- [The task]: For each line of the data below, copy it if it holds the word "paletteMap".
Segment Start: Supplied data
PR #861, opened 2015-10-01
Fix BitmapData.paletteMap

azrafe7:
openfl [next] only

This PR changes the logic inside `BitmapData.paletteMap()` to more closely follow as3 behaviour. Namely:
- use pixels from `sourceBitmapData`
Segment End: Supplied data
- [Task response]:
Fix BitmapData.paletteMap
This PR changes the logic inside `BitmapData.paletteMap()` to more closely follow as3 behaviour. Namely:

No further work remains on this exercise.